__Material for this exercise__
»»
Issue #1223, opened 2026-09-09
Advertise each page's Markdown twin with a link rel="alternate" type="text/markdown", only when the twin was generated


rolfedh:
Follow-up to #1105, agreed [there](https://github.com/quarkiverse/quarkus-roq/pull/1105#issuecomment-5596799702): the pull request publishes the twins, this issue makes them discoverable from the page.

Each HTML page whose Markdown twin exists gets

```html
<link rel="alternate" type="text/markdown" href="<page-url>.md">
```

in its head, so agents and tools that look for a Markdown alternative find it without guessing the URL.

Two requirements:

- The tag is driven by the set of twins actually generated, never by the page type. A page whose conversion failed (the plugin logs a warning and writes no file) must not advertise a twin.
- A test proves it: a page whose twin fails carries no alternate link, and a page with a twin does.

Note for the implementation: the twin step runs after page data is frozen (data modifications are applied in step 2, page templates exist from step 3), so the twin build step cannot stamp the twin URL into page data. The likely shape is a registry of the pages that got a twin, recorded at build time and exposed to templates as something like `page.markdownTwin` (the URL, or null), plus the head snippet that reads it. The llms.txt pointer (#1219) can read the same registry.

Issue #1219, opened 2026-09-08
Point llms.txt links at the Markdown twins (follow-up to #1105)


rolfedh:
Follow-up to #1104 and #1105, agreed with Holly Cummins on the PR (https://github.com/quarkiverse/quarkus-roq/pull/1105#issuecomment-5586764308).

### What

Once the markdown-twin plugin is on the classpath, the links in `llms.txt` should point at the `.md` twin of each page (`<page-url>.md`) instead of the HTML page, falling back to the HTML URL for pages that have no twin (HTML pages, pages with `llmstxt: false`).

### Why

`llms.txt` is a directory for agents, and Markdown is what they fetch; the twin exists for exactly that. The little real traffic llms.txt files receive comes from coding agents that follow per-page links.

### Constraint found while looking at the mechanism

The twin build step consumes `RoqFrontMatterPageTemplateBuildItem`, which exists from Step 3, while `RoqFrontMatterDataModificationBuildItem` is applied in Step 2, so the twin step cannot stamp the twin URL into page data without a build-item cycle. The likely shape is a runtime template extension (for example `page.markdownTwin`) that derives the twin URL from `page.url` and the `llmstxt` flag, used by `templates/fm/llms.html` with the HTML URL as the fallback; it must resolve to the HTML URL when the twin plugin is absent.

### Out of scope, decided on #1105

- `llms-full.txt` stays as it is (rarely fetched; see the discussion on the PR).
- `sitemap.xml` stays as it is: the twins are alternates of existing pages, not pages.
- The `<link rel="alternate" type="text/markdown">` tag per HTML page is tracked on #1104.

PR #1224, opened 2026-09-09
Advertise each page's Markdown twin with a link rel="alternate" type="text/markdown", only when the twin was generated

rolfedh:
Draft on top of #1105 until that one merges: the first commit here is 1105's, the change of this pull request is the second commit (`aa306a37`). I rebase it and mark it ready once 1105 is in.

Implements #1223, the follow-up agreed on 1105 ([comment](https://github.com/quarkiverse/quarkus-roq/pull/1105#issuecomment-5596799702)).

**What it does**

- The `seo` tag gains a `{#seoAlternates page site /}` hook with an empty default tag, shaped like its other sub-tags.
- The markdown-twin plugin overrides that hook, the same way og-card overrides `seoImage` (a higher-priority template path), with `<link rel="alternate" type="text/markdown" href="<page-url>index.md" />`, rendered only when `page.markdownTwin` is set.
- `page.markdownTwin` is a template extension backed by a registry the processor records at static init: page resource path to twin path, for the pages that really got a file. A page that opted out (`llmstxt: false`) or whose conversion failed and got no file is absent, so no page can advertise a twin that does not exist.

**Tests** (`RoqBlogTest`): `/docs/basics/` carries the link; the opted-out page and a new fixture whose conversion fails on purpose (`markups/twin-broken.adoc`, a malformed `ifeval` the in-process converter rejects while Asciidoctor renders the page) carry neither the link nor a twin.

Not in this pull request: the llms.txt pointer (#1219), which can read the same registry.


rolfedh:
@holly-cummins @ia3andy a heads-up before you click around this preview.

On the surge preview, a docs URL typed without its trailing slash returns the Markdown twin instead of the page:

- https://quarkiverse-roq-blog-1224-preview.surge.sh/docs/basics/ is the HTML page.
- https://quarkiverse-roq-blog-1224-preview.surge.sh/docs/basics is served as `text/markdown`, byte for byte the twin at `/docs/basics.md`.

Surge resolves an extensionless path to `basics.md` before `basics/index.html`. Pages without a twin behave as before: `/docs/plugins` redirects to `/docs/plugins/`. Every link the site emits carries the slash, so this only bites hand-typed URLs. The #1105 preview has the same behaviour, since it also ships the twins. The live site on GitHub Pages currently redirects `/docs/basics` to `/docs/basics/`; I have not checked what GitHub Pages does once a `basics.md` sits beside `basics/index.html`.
««
»»
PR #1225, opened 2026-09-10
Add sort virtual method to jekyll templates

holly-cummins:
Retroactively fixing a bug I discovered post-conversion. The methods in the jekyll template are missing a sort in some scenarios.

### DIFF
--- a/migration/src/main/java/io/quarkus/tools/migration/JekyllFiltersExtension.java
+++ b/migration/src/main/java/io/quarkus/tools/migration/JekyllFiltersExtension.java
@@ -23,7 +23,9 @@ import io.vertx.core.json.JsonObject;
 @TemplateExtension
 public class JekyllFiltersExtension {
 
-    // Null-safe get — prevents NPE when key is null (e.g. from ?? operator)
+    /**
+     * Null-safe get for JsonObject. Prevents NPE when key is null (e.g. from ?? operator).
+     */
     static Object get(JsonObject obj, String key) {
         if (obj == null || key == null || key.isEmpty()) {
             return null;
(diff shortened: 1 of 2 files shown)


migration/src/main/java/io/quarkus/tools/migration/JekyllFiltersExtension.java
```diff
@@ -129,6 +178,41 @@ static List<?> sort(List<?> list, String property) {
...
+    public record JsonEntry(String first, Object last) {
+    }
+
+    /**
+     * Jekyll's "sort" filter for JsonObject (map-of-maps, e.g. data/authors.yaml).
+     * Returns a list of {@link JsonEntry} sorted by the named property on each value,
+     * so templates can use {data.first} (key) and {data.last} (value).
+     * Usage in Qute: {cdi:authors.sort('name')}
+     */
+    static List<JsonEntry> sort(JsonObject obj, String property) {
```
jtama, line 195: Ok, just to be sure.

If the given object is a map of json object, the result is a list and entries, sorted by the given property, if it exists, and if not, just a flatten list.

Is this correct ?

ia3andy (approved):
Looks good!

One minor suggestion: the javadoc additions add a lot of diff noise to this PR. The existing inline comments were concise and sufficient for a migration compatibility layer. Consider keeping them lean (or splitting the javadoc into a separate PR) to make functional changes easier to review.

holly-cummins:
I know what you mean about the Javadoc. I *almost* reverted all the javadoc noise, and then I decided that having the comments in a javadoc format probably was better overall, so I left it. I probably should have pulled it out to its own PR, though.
««
Using the entries above, give back exactly the line containing "Issue #1223, opened 2026-09-09", the line containing "- The tag is", and every line between them, and nothing else.

__Answer to the exercise__
Issue #1223, opened 2026-09-09
Advertise each page's Markdown twin with a link rel="alternate" type="text/markdown", only when the twin was generated


rolfedh:
Follow-up to #1105, agreed [there](https://github.com/quarkiverse/quarkus-roq/pull/1105#issuecomment-5596799702): the pull request publishes the twins, this issue makes them discoverable from the page.

Each HTML page whose Markdown twin exists gets

```html
<link rel="alternate" type="text/markdown" href="<page-url>.md">
```

in its head, so agents and tools that look for a Markdown alternative find it without guessing the URL.

Two requirements:

- The tag is driven by the set of twins actually generated, never by the page type. A page whose conversion failed (the plugin logs a warning and writes no file) must not advertise a twin.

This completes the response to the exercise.